Several weeks later in March, the Saudi Press Agency announced that the government had executed 81 people in a single day, a stark contrast to Riyadh's announcement in January.

The Biden administration did say in February 2021 that it would no longer support offensive "operations" in the Saudi-led war in Yemen, but lawmakers have raised concerns over whether that distinction actually stops weapons and support going to the Saudi military.

The Russian invasion of Ukraine led to a sharp rise in the price of oil in global markets, prompting the US president to travel to Saudi Arabia, where he met with and bumped fists with the Saudi crown prince in the coastal city of Jeddah.

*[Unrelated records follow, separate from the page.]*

PR #731, opened 2025-06-25
Refactor lincheck integration tests

dmitrii-artuhov:
Changes:
- Moved conceptually lincheck integration tests from `test` source set to `test-lincheck-integration`
- Updated lincheck integration tests package name not to contain `kotlinx` anymore

TODOs:
- [ ] [Another PR] Renamed lincheck integration tests to match trace-debugger/trace-recorder naming pattern: gradle task name change `integrationTest` -> `lincheckIntegrationTest` + modify team-city tasks for running lincheck integration tests (because gradle task name changed)


src/jvm/test-lincheck-integration/org/jetbrains/lincheck_test/verifier/linearizability/BufferedChannelTest.kt
```diff
@@ -1,18 +1,19 @@
...
  *
- * Copyright (C) 2019 - 2023 JetBrains s.r.o.
+ * Copyright (C) 2019 - 2025 JetBrains s.r.o.
  *
  * This Source Code Form is subject to the terms of the
  * Mozilla Public License, v. 2.0. If a copy of the MPL was not distributed
  * with this file, You can obtain one at http://mozilla.org/MPL/2.0/.
  */
-package org.jetbrains.kotlinx.lincheck_test.verifier.linearizability
+package org.jetbrains.lincheck_test.verifier.linearizability
```
eupp: Let's move to `org.jetbrains.lincheck_test.datastructures.linearizable`

src/jvm/test-lincheck-integration/org/jetbrains/lincheck_test/verifier/quiescent/LockFreeTaskQueueTest.kt
```diff
@@ -1,24 +1,23 @@
...
- * Copyright (C) 2019 - 2023 JetBrains s.r.o.
+ * Copyright (C) 2019 - 2025 JetBrains s.r.o.
  *
  * This Source Code Form is subject to the terms of the
  * Mozilla Public License, v. 2.0. If a copy of the MPL was not distributed
  * with this file, You can obtain one at http://mozilla.org/MPL/2.0/.
  */
 
-package org.jetbrains.kotlinx.lincheck_test.verifier.quiescent
+package org.jetbrains.lincheck_test.verifier.quiescent
```
eupp: Let's move to `org.jetbrains.lincheck_test.datastructures.quiescent`

src/jvm/test-lincheck-integration/org/jetbrains/lincheck_test/FaaQueueTest.kt
```diff
@@ -0,0 +1,54 @@
...
+ * Lincheck
+ *
+ * Copyright (C) 2019 - 2025 JetBrains s.r.o.
+ *
+ * This Source Code Form is subject to the terms of the
+ * Mozilla Public License, v. 2.0. If a copy of the MPL was not distributed
+ * with this file, You can obtain one at http://mozilla.org/MPL/2.0/.
+ */
+
+package org.jetbrains.lincheck_test
```
eupp: Let's move to `org.jetbrains.lincheck_test.datastructures`

src/jvm/test-lincheck-integration/org/jetbrains/lincheck_test/verifier/serializability/SerializableQueueTest.kt
```diff
@@ -8,7 +8,7 @@
  * with this file, You can obtain one at http://mozilla.org/MPL/2.0/.
  */
 
-package org.jetbrains.kotlinx.lincheck_test.verifier.serializability
+package org.jetbrains.lincheck_test.verifier.serializability
```
eupp: Let's move to `org.jetbrains.lincheck_test.datastructures.serializable`

src/jvm/test/org/jetbrains/kotlinx/lincheck_test/gpmc/PrintingTest.kt
```diff
@@ -19,7 +19,7 @@ import kotlin.concurrent.thread
  * This test aims to test the effects of printing to `stdout` and `stderr`.
  * The test used to hang because of prints, see https://github.com/JetBrains/lincheck/issues/409.
  *
- * See [CyclicBarrierTest] for identical test but with no printing.
+ * See `CyclicBarrierTest` for identical test but with no printing.
  */
 class PrintingTest {
```
eupp, line 24: If you moved the `CyclicBarrierTest` to integration tests, would it make sense to also move this one? 


Or, in general, are there any other gpmc tests worth moving into integration tests?
I am trying to understand our long-term strategy here: what tests should we move to integration tests? The moving itself we can perform later in separate PR.

eupp (changes requested):
Let's fix few minor comments, then it is good to go.

src/jvm/test/org/jetbrains/kotlinx/lincheck_test/gpmc/PrintingTest.kt
dmitrii-artuhov: In general, most of the gpmc tests look like they are integrational, since they all use at some point end-to-end functionality of gpmc API (the 'runConcurrentTest' function). But I think, that gpmc tests which aim to replicate some bug that we had (like IntrinsicCandidateMethodTest/PrintingTest) or to test specific use cases (like in InterruptionTest/HangTest/DaemonThreadPoolTest) should not be treated as integrational.

While the tests that just use some existing data structure and just test for finding/not finding the assertion failure - those should be treated as integrational (like CountDownLatchTest/CyclicBarrierTest). Actually, I think tests from DataStructuresTests.kt are also integrational, but they use a special method for executing the test -- 'runModelChecking' instead of the API function, so I left them in the unit tests.

src/jvm/test-lincheck-integration/org/jetbrains/lincheck_test/verifier/linearizability/BufferedChannelTest.kt
dmitrii-artuhov: I thought 'datastructures' package was for the implementation of data-structures-under-test and not for the tests themselves. Why should we change that approach?

src/jvm/test-lincheck-integration/org/jetbrains/lincheck_test/FaaQueueTest.kt
dmitrii-artuhov: As I have commented above, the implementation of data-structure-under-test (FAAQueue.kt) is in the 'datastructures' package, but the test is not

src/jvm/test-lincheck-integration/org/jetbrains/lincheck_test/verifier/linearizability/BufferedChannelTest.kt
eupp: The idea is to eventually in Lincheck implementation move everything related to data structures testing to `org.jetbrains.lincheck.datastructures` package. Then it also makes sense to move all data structures related tests to corresponding test package.

src/jvm/test/org/jetbrains/kotlinx/lincheck_test/gpmc/PrintingTest.kt
eupp: > but they use special method for executing the test -- 'runModelChecking' instead of the API function, so I left them in the unit tests.

We should migrate them to normal GPMC API at some point later.

src/jvm/test-lincheck-integration/org/jetbrains/lincheck_test/verifier/linearizability/BufferedChannelTest.kt
eupp: Also `verifier.linearizability` package does not make much sense in this context, since it is not only the verifier is tested here, but rather the whole testing framework.

PR #733, opened 2025-06-26
Do not check representation test outputs on non-default JDKs by default

dmitrii-artuhov:
This PR makes sure that only default jdk (17) outputs are stored, compare when tests are run and overwritten when required. Each representation test, though, has the special flag to enable output comparison for any provided jdk


src/jvm/test/org/jetbrains/kotlinx/lincheck_test/util/TestUtils.kt
```diff
@@ -46,9 +46,13 @@ internal inline fun <reified E: Exception> Options<*, *>.checkFailsWithException
  * Checks that failure output matches the expected one stored in a file.
  *
  * @param expectedOutputFilePrefix name of file stored in resources/expected_logs, storing the expected lincheck output.
+ * @param handleOnlyDefaultJdkOutput flag which disables comparing and overwriting representation output files for non-default jdks.
  */
-internal fun LincheckFailure?.checkLincheckOutput(expectedOutputFilePrefix: String) {
+internal fun LincheckFailure?.checkLincheckOutput(expectedOutputFilePrefix: String, handleOnlyDefaultJdkOutput: Boolean = true) {
```
eupp, line 51: Do we want to use system property instead?

Also, if we assume `handleOnlyDefaultJdkOutput = true` is a new default, should we remove all non-default expected trace log files?
Otherwise, if we do not re-check and update them on each PR, they will become obsolete pretty soon.

dmitrii-artuhov: Motivation for the per-thread setup of this flag was to eventually leave only a couple of non-default jdk representation tests and the rest would be just jdk-17. Thus, global flag is not needed.

I agree that we can remove non-default JDK representation outputs. I'll do it in this PR

eupp: Ok

eupp (approved):

eupp:
@dmitrii-artuhov Please don't forget to also update the `overwrite_representation_tests.sh` script.

ndkoval:
@dmitrii-artuhov could you please also remove the script for generating the outputs and revise the PR title and description?

dmitrii-artuhov:
Hi!

@ndkoval I don't see the reason to remove the script, it is still useful for overriding default jdk output for representation tests with and without trace-debugger flag

@eupp I have updated the description of the script and removed all jdks from list except for the "17"

ndkoval:
@dmitrii-artuhov and @eupp, do we want to keep trace debugger representation tests? 

With the Trace Recorder project, we showed that writing a custom `EventTracker` is a significantly more promising approach, which means Trace Debugger will very unlikely share the Lincheck infrastructure in the future. In this case, we do not need these representation tests, and can safely remove them, remove the script, and even remove the TeamCity build.

eupp:
> do we want to keep trace debugger representation tests?

I don't know, let's discuss on the next sync. In the meantime, I propose to merge this PR and not wait for the decision on trace debugger tests. We can always disable them too, it is not hard/long to do so in a separate PR.

ndkoval (approved):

No serious calls to look at the US-Saudi relationship came from the Biden administration until the Opec+ decision in early October.

"It's not an opinion, it's just the reality. Unfortunately, the Biden administration didn't use the leverage it had when it comes to pressuring Saudi," said Hathloul.

Trump was more transparent than Biden

The Biden administration's approach to Saudi Arabia over the past two years has been quite different from its predecessor, the Donald Trump administration, but much of this had to do with rhetoric.

Trump was transparent in how he approached Riyadh and the Saudi crown prince. His first trip abroad as president was to Saudi Arabia, breaking a longstanding tradition of US presidents using their first foreign visit to meet one of their neighbours in Mexico or Canada.

The visit will be long remembered for the photo of Trump alongside Crown Prince Mohammed bin Salman and Egyptian President Abdel Fattah el-Sisi placing their hands on a glowing white orb.

Then, when Mohammed bin Salman visited the White House in 2018, he and Trump sat in the Oval Office and the US president handed the crown prince a poster showing a graphic of US arms sales to the kingdom - a clear sign of how Trump viewed the relationship.

"I know [senators] are talking about different kinds of sanctions, but they’re [Saudi Arabia] spending $110bn on military equipment and on things that create jobs," Trump said in remarks to reporters on 11 October 2018, days after the killing of Khashoggi.

"I don't like the concept of stopping an investment of $110bn into the United States."

Binder noted that rhetoric does in certain areas "make a difference". However, soon it was clear that the Biden administration really was similar to Trump, in that energy was a driving factor to the US-Saudi relationship.

"In essence, [the Saudis] called the administration's bluff and the administration folded their cards," Binder said.

"When it came to any tangible costs to the relationship, what you saw was an effort culminating in the Jeddah trip to repair ties and get back to the way things used to be under the Trump administration and under previous administrations."

The outrage in Washington has led to several calls from lawmakers, including Senator Bob Menendez who chairs the Senate Foreign Relations Committee, to halt arms sales to Saudi Arabia.

While the calls are tied to the Opec+ decision, rights advocates say that the US can still follow through on its rights commitments by ensuring that any withdrawal of support or aid to Saudi Arabia is contingent upon the country's human rights situation.

"[Mohammed bin Salman] is more naturally aligned with authoritarians in China and Russia. And so in order for us, in a sense, to rein in and push back on what MBS is doing, human rights and what's happening inside Saudi Arabia has to come back to and be at the forefront of what US policy looks like," Binder said.